Look through the listing below, and wherever a line has the string "during", copy it.

EXTRACTED RECORDS
[Start of section]

PR #1096, opened 2026-01-23
feat: implement offline message persistence and refined UI

### LINKED ISSUE #1091: Feature Request: Offline Message Handling and Resend/Delete UI
When a user sends a message while offline or when a network request fails, the application does not provide clear feedback or recovery options. Messages remain in a pending state indefinitely, cannot be retried or deleted through the UI, and are lost entirely on page reload.

This results in poor reliability, confusing user experience, and potential data loss.

---

## Current Behavior

1. User sends a message while offline or during a network failure.
2. The message appears in the chat list with a pending or faded style.
3. The network request fails or times out.
4. The message remains in a pending state indefinitely.
5. No error indication is shown.
6. No retry or delete action is available.
7. If the page is reloaded, the pending message disappears completely.

Screenshots

Image

Proposed UI

Image

Image

---

## Problems Identified

* No distinction between pending and failed messages
* No visual error feedback to the user
* No ability to retry or delete failed messages
* Failed and pending messages are stored only in memory
* Messages are lost on page reload

---

## Desired Behavior

When a message fails to send due to offline status or a network error:

* Message status should transition from `pending` to `error`
* An error icon (for example, an exclamation mark) should be displayed next to the message
* Clicking the error icon should present the following actions:

  * Resend: Retry sending the message
  * Delete: Remove the message from the local list

deepak0x:
This PR implements **robust Offline Message Persistence** along with a **refined UI for failed message delivery**. It ensures that messages sent while offline are not lost, allows users to recover them after a page reload, and provides a clear, intuitive interface for resending or deleting failed attempts.

Closes  #1091

---

Screenshots/Video

https://github.com/user-attachments/assets/aaecc0da-0647-4897-95ec-34813cf606be

### 1. Offline Persistence (localStorage)

* Implemented `localStorage`-based caching for messages that fail to send.
* Messages are partitioned by **Room ID (`rid`)**, ensuring they only reappear in their respective channels.
* Persisted messages are automatically re-injected into the message store during:

  * Initialization
  * Room switching
* Added session cleanup logic to **wipe offline caches on user logout**.

---

### 2. Refined Message Sorting

* Ensures global ordering consistency between:

  * Server-fetched messages
  * Locally recovered offline messages
* **Resend behavior:** When a message is resent, its timestamp is updated to the current time, naturally moving it to the bottom of the chat.

---

### 3. UX & UI Improvements

* **Offline Indicator:** Added a centered red `RiWifiOffLine` icon for messages that fail to send.
* **Custom Error Menu:** Clicking the error icon opens an upward-positioned menu with:

  * Resend
  * Delete


Spiral-Memory:
This looks good overall, but I’d prefer the Wi-Fi icon to be more understated - small and subtle, to give it a cleaner, more polished look.

packages/react/src/store/messageStore.js
```diff
@@ -2,8 +2,46 @@ import { create } from 'zustand';
 import cloneArray from '../lib/cloneArray';
 import { upsertMessage } from '../lib/messageListHelpers';
 
+const PERSISTENCE_KEY = 'ec_offline_messages';
```
Spiral-Memory: This can we store somewhere globally instead of messageStore

yarn.lock
```diff
@@ -26877,6 +26878,15 @@ __metadata:
   languageName: node
   linkType: hard
 
+"react-icons@npm:^5.5.0":
```
Spiral-Memory: Use only the available icons, and generate them through the built-in icon tool from Rocket.Chat’s core system.

deepak0x:
sure 
will fix and commit

deepak0x:
Hi @Spiral-Memory, addressed all three review comments:

**1. PERSISTENCE_KEY moved globally**
Created `packages/react/src/lib/constants.js` — exports `EC_OFFLINE_MESSAGES_KEY`. `messageStore.js` now imports it from there.

**2 & 3. Replaced `react-icons` with built-in icon + made it more understated**
Removed `RiWifiOffLine` from `react-icons/ri` entirely. Now using `<Icon name="error-circle" />` from `@embeddedchat/ui-elements` — smaller (`0.875em`), subtle opacity (`0.7`), uses `theme.colors.danger`.

Before vs After:

IMG_1822

Please let me know if any further changes are needed!

deepak0x:
Also removed `react-icons` package entirely from `packages/react/package.json` — it was the only usage and is now replaced by the built-in icon system. yarn.lock updated accordingly.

[End of section]

ANSWER
1. User sends a message while offline or during a network failure.
* Persisted messages are automatically re-injected into the message store during:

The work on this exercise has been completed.